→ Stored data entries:

PR #926, opened 2025-06-17
Change method of python api restart node request to POST instead of default GET

SystemsPurge:
Otherwise results in
```
07:27:46 warn api:session API request failed: endpoint=restart, method=GET, code=400: The 'restart' API endpoint does not support GET requests
```
In villasnode
Maybe it is recommended to just use load_config instead and remove this entirely ?


stv0g:
LGTM. Thanks :)

PR #933, opened 2025-06-26
Fix #678: Fix stats print on ARM due to indeterminate state of "va_list" parameter after vasprintf

### LINKED ISSUE #678: Broken stats on aarch64 release build
An aarch64 release build may cause the stats to show `std::numeric_limits<long int>::max` for any data. Example log output:
```
11:13:10 info stats             Node           │           Recv │           Sent │           Drop │           Skip │       OWD last │       OWD mean │      Rate last │      Rate mean │       Age mean │        Age Max │     Signals
11:13:10 info stats                            │           pkts │           pkts │           pkts │           pkts │           secs │           secs │        pkt/sec │        pkt/sec │           secs │            sec │     signals
11:13:10 info stats            ────────────────┼────────────────┼────────────────┼────────────────┼────────────────┼────────────────┼────────────────┼────────────────┼────────────────┼────────────────┼────────────────┼─────────────
11:13:11 info stats             webrtc         │ 28147402498383 │ 28147402498383 │ 28147402498383 │ 28147402498383 │       0.013749 │       0.013749 │       0.013749 │       0.013749 │       0.013749 │       0.013749 │ 28147402498 
11:13:12 info stats             webrtc         │ 28147402498383 │ 28147402498383 │ 28147402498383 │ 28147402498383 │       0.014313 │       0.014313 │       0.014313 │       0.014313 │       0.014313 │       0.014313 │ 28147402498 
11:13:13 info stats             webrtc         │ 28147402498383 │ 28147402498383 │ 28147402498383 │ 28147402498383 │       0.014452 │       0.014452 │       0.014452 │       0.014452 │       0.014452 │       0.014452 │ 28147402498 
11:13:14 info stats             webrtc         │ 28147402498383 │ 28147402498383 │ 28147402498383 │ 28147402498383 │       0.013672 │       0.013672 │       0.013672 │       0.013672 │       0.013672 │       0.013672 │ 28147402498 
11:13:15 info stats             webrtc         │ 28147402498383 │ 28147402498383 │ 28147402498383 │ 28147402498383 │       0.013599 │       0.013599 │       0.013599 │       0.013599 │       0.013599 │       0.013599 │ 28147402498 
11:13:16 info stats             webrtc         │ 28147402498383 │ 28147402498383 │ 28147402498383 │ 28147402498383 │       0.014081 │       0.014081 │       0.014081 │       0.014081 │       0.014081 │       0.014081 │ 28147402498 
```

IgnoreWarnings:
The state of "va_list" parameter is indeterminant after a call to vasprintf, which causes UB on ARM.
For detailed error explanation: https://github.com/VILLASframework/node/issues/678.

1. Portability: Specifiying the "va" parameter as reference to ensure reproducable behavior on arm and x86.
2. "vstrcatf" now copies the va_list parameter to prevent it beeing undetermined after call to vasprintf. 

@stv0g 
I made the decision to put the responsibility of advancing the list in the called function rather than the caller because this is how the existing code in table.cpp:void Table::row(int count, ...) assumes it should work.

@fwege

### DIFF
--- a/common/lib/utils.cpp
+++ b/common/lib/utils.cpp
@@ -197,7 +197,21 @@ double randf() { return (double)random() / RAND_MAX; }
 char *vstrcatf(char **dest, const char *fmt, va_list &ap) {
   char *tmp;
   int n = *dest ? strlen(*dest) : 0;
-  int i = vasprintf(&tmp, fmt, ap);
+
+  va_list va_copy;
+  va_copy(va_copy, ap);
+  int i = vasprintf(&tmp, fmt, va_copy);
+  va_end(va_copy);
+
+  // Advance va_list
+  const char *format = fmt;
+  if (strcmp(format, "%ju") == 0) {
+    va_arg(ap, unsigned int);
+  } else if (strcmp(format, "%lf") == 0) {
+    va_arg(ap, double);
+  } else if (strcmp(format, "%s") == 0) {
+    va_arg(ap, char *);
+  }
 
   *dest = (char *)(realloc(*dest, n + i + 1));
   if (*dest != nullptr)


common/lib/utils.cpp
```diff
@@ -194,10 +194,24 @@ double boxMuller(float m, float s) {
 
 double randf() { return (double)random() / RAND_MAX; }
 
-char *vstrcatf(char **dest, const char *fmt, va_list ap) {
+char *vstrcatf(char **dest, const char *fmt, va_list &ap) {
   char *tmp;
```
n-eiling, line 198: I would add null pointer checks for `dest` and `fmt`

common/lib/utils.cpp
```diff
@@ -194,10 +194,24 @@ double boxMuller(float m, float s) {
 
 double randf() { return (double)random() / RAND_MAX; }
 
-char *vstrcatf(char **dest, const char *fmt, va_list ap) {
+char *vstrcatf(char **dest, const char *fmt, va_list &ap) {
```
n-eiling, line 197: I'm surprised you don't need `const char* restrict fmt`.

n-eiling (approved):
LGTM, some minor comments above.

common/lib/utils.cpp
stv0g: To my knowledge `restrict` is a C not C++ keyword?

Are you concerned about aliasing between the `*dest` and `fmt` pointers?

I dont fully understand, why we might need it..

common/lib/utils.cpp
```diff
@@ -194,10 +194,24 @@ double boxMuller(float m, float s) {
...
+
+  // Advance va_list
+  const char *format = fmt;
+  if (strcmp(format, "%ju") == 0) {
+    va_arg(ap, unsigned int);
+  } else if (strcmp(format, "%lf") == 0) {
+    va_arg(ap, double);
+  } else if (strcmp(format, "%s") == 0) {
+    va_arg(ap, char *);
+  }
```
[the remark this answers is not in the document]
stv0g: I am wondering, isnt it also UB to call `vsnprintf` again with the same `va_copy`?

@IgnoreWarnings wrote in #678

> This bug occures because "va_list" is used after beeing passed to "vasprintf", which leads to undeterministic behavior.
Functions like "vasprintf" "invoke va_arg at least once, the value of arg is indeterminate after the return." (https://en.cppreference.com/w/c/io/vfprintf : Notes).

stv0g:
Hi @IgnoreWarnings,

I think a found a nicer solution to the issue in #935.

What do you think about it? Thanks for the analysis. I definitely learned something new :)

PR #934, opened 2025-06-26
Add: miob.conf example for platform based fpgas, Restored #879

IgnoreWarnings:
Add example config for miob.
Restored: #879


stv0g:
@IgnoreWarnings Is there anything left, which blocks the PR? The CI is passing already..

IgnoreWarnings:
> Hi @IgnoreWarnings, @n-eiling,
> 
> I am wondering, do you still forsee progress on this? I am uncertain how Niklas's departure from ACS might have affected this work?
> 
> Should we keep this PR, or close it?

TLDR:
Fix that the miob config test gets ignored and merge.

Hi, this PRs content is complete, but fails the pipeline because ignoring the test doesnt work properly. The config works on hw but due to bad villas code makes the parsing require a vfio hw dependency that doesnt work in ci. I discussed this in more detail in #879 (restored). As you can see in the commits, ignoring the test didnt work somehow. Maybe you can fix this.

IgnoreWarnings:
I may just have found the error, lets see if ci happy.

IgnoreWarnings:
@stv0g do you know why the ci pre commit fails with end of file?

PR #939, opened 2025-07-03
Update license note

stv0g:
This PR updates the license note in the projects README file as requested in this review:

https://github.com/VILLASframework/node/issues/936#issuecomment-3028316220

PR #944, opened 2025-07-09
Use "The VILLASframework Authors" as copyright owners in LICENSE

n-eiling:
Let's continue the discussion from #939 here.

Pro:
  - Have a copyright owner in the LICENSE file
  - It is broad enough to include everybody
  - This is recommended by the [Linux Foundation](https://www.linuxfoundation.org/blog/blog/copyright-notices-in-open-source-software-projects)
  - Was requested by one of the JOSS Reviewers
 
Con:
  - Generic LICENSE files are acceptable according to SPDX (I think?), so this may be a change without a need
  - We have to update the copyright year every year.
  - Inconsistent with copyright notices in files (although it is not contradicting those)

In the future we could also use "The VILLASframework Authors" in files missing more explicit copyright notices.

### DIFF
--- a/CMakeLists.txt
+++ b/CMakeLists.txt
@@ -15,7 +15,7 @@ project(villas-node
 
 # Some more project settings
 set(PROJECT_AUTHOR "Steffen Vogel")
-set(PROJECT_COPYRIGHT "2014-2021, Institute for Automation of Complex Power Systems, RWTH Aachen University")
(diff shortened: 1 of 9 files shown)


stv0g:
I think this is a good change 👍🏻

Should we also update the copyright / author notices in the licenses located in the `LICENSES` folder?

n-eiling:
Added it there and also found some more locations that seemed sensible.

stv0g (approved):

PR #952, opened 2025-08-21
fix(compat): Add drop-in std::filesystem header for older systems

stv0g:
Needed for some older compilers which do not include std::filesystem by default.

### DIFF
--- a/CMakeLists.txt
+++ b/CMakeLists.txt
@@ -76,19 +76,16 @@ find_package(Lua)
 find_package(LibDataChannel)
 find_package(re)
 find_package(OpenDSSC)
+find_package(FileSystem)
 
 # Check for tools
+find_program(PROTOBUFC_COMPILER NAMES protoc-c)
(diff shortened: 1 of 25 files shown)


stv0g:
> Looks in the CI as if ghc_filesystem is the default? Shouldn't we prefer std::filesystem?

Dang, I've implement a CMake check to see if the library is available.. However, that does not seem to work.. I will check.

> Also, do you think it's a good idea to include the third party code as a copy in this repo?

I agree. But I am not sure how we want to implement this? Git submodules? CMake's [ExternalProject](https://cmake.org/cmake/help/latest/module/ExternalProject.html)? Or via out `deps.sh` shell script?

stv0g:
I've removed the external header file. Instead we now rely on CMake's find_package() for finding the header-only library (ghc::filesystem has good CMake support for it to work flawlessly).

n-eiling (dismissed):
Looks great :)

PR #138, opened 2024-07-10
fix: escape client name

### LINKED ISSUE #128: XSS via client name in login page
`client.name` is rendered into the webpage without escaping:
https://github.com/defenseunicorns/uds-identity-config/blob/v0.5.0/src/theme/login/template.ftl#L57
XSS is possible through the display name of a Keycloak client.

Even with client self-registration via Package CR, I think we still consider creating clients to be an admin action, so this has limited security impact (an admin can XSS users, but non-admins shouldn't be able exploit this)

UnicornChance:
## Description
Currently a client name is not escaped allowing for a potential XSS. Wrap client name in Keycloak's `kcSanitize` function to make sure that value is escaped properly.

## Related Issue

Fixes #128 

## Type of change

## Checklist before merging

### DIFF
--- a/src/theme/login/template.ftl
+++ b/src/theme/login/template.ftl
@@ -50,7 +50,7 @@ ${msg("loginTitle",(realm.displayName!''))}
                                     </h2>
                                 <#else>
                                     <h2 class="client-unique-name">
-                                        ${client.name?no_esc}
+                                        ${kcSanitize(client.name)?no_esc}
                                     </h2>
                                 </#if>
                             <#else>


bburky:
Apparently `kcSanitize` is `KeycloakSanitizerMethod`:
https://www.keycloak.org/docs-api/25.0.1/javadocs/org/keycloak/theme/KeycloakSanitizerMethod.html

This actually does still allow html, but enforces an allowlist based policy:
https://github.com/keycloak/keycloak/blob/25.0.1/services/src/main/java/org/keycloak/theme/KeycloakSanitizerPolicy.java

I think this is probably fine. I verified it blocks script tags with manual testing, and the HTML allowlist seems relatively narrow and shouldn't allow scripts from other elements or attributes. This should block XSS.

I don't think we actually need to allow HTML at all, but it seems fine I guess. Could still be slightly surprising behavior though if someone tries to put `<` or `>` characters into the name. But that seems fairly unlikely.

rjferguson21 (approved):

PR #144, opened 2024-07-15
fix: registration validation

### LINKED ISSUE #126: Registration Validation
### Description
We need to do the custom RegistrationValidation registration-validation-action  for SAML registration flows too.

In  RegistrationValidation registration-validation-action we at a miniumum should validate all user.attributes.* in the form data (including unexpected attributes), but could validate all formdata fields

### Completion
**When completed have @bburky review changes**

### Severity/Priority
High Priority

UnicornChance:
## Description
Revert previous merged PR and implement keycloak builtin functionality for managing user attributes.

[Documentation for this builtin functionality](https://www.keycloak.org/docs/25.0.1/server_admin/#user-profile)

## Related Issue

Fixes #126 

related previous PR #141 

## Type of change

## Checklist before merging


bburky (changes requested):
Cool, this new feature seems to work. I tested that users cannot set `mattermostid` or `user.attributes.mattermostid` during account registration.

However, this is currently hiding users' bound CAC id attribute `usercertificate` in the admin UI. (surprisingly this unmanaged attribute can be set anyway via Java code, but is just invisible in the admin UI.) Please add `usercertificate` ad an additional admin-editable-only attribute.

Also, please set "Realm settings" → "General" → "Unmanaged Attributes" to "Only administrators can write". In case there are any more attributes we've missed, this lets an admin still access them in the UI.

I'm going to do a little bit more testing, but this approach seems sane and actually has a better admin UI.

bburky:
Neat, the "required" setting on managed attributes triggers a registration dialog (oddly _different_ than our normal registration dialog, I wonder if we could move away from some of our custom theme forms in the future). Ideally this new dialog would match our normal registration form a bit better ("notes" needs an explanation for example, or just not be shown at all).

My only real issue with this form is that SAML users can edit their name and email on it. If they pick a different email their email becomes unverified, which is good. But ideally they can't edit their username and email at all. If we set `username` and `email` to "Who can edit?" and "Admin" only (disable "user") it does disappear from the form (it becomes uneditable). However... email probably _should_ be editable for non-SAML Keycloak installations.

Anyways, you're not currently setting any fields to required so none of that applies at the moment. But we probably should make an issue for "admin can pick between user/pass, SAML, and x509 login" (disabling the ones we don't want) with a related configuration of "require email verification" and better handling of the `email` JWT claim.

For now, please set `username` to "who can edit?" and disable "user" (allow "admin" edit only). Skip email I think.

bburky:
Is there any chance we can make all of our `RegistrationValidation` checks into (custom?) validations of the managed attributes? Things like `mattermostUsernameValidation()` are still missing in the SAML registration flow.

bburky:
For the `notes` attribute, please set the "Display name" to "Access Request Notes", and add the annotation `inputType` set to `textarea`.

For the `organization` attribute, please set the "Display name" to "Unit, Organization or Company Name".

Is there any reason to pick an "attribute group"? It actually shows in the UI as "User Attributes" which can sometimes be shown to users. Picking "None" puts them in no group and the "User Attributes" heading never shows in the UI. It looks like you created this group? is it needed?

(these don't matter too much yet, but if we set anything to required they customize the SAML review profile form)

src/plugin/src/main/java/com/defenseunicorns/uds/keycloak/plugin/RegistrationValidation.java
```diff
@@ -142,20 +119,6 @@ public void validate(final ValidationContext context) {
...
-
-        // Require a rank
-        if (Validation.isBlank(formData.getFirst("user.attributes.rank"))) {
-            errors.add(new FormMessage("user.attributes.rank", "Please specify your rank or choose n/a."));
-        }
-
-        // Require an organization
-        if (Validation.isBlank(formData.getFirst("user.attributes.organization"))) {
-            errors.add(new FormMessage("user.attributes.organization", "Please specify your organization."));
-        }
```
bburky, line 158: These were previously required, so this is change for these to be optional. Maybe this is okay, but I was hoping we could have these configurable (I guess making them configurable can be later work). Can we check with current users (Navy I guess?) if it's ok to make these optional

bburky:
`mattermostUsernameValidation()` can be replaced with a "pattern" validation of `[A-Za-z][A-Za-z0-9-_.]{0,31}`. You'll need to add a new error message string to the `messages_en.properties` file and provide the key a "Error message key".

This does introduce a problem though: the current SAML username is the email address, which actually violates this policy. My username on Mattermost _does_ seem to be set to `blake-defenseunicorns.com` and is unconfigurable. This validation probably is the correct thing to do with the current mattermost config. Unsure what the right fix is, allow email? Change the user mapping for mattermost? leave it?

Set first name and last name to required, that covers their validation.

Duplicate email checking and a email not blank seem to be built in keycloak checks and I think can be removed.

I don't see how to do the "Sorry, this CAC seems to already be registered." check without custom code, but as far as I can tell Keycloak is actually enforcing this silently anyway. (it silently doesn't set `usercertificate` if there's a duplicate). Probably fine to have this as a Java validation on the manual user registration form only and have it silently dropped on the SAML flow I guess?

src/plugin/src/main/java/com/defenseunicorns/uds/keycloak/plugin/RegistrationValidation.java
UnicornChance: By moving to the user managed attributes we can configure these fields to be required or not via the realm.json. Which is actually applicable to other fields in this RegistrationValidation.java class, the checks here are mostly redundant if only checking that the field is blank.

bburky (approved):

rjferguson21 (approved):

→ Work instructions: In the entries above, the lines between the one holding "# Some more project settings" and the one holding "Needed for some", inclusive, are to be printed exactly as written, and those alone.

→ Exercise output:
 # Some more project settings
 set(PROJECT_AUTHOR "Steffen Vogel")
-set(PROJECT_COPYRIGHT "2014-2021, Institute for Automation of Complex Power Systems, RWTH Aachen University")
(diff shortened: 1 of 9 files shown)


stv0g:
I think this is a good change 👍🏻

Should we also update the copyright / author notices in the licenses located in the `LICENSES` folder?

n-eiling:
Added it there and also found some more locations that seemed sensible.

stv0g (approved):

PR #952, opened 2025-08-21
fix(compat): Add drop-in std::filesystem header for older systems

stv0g:
Needed for some older compilers which do not include std::filesystem by default.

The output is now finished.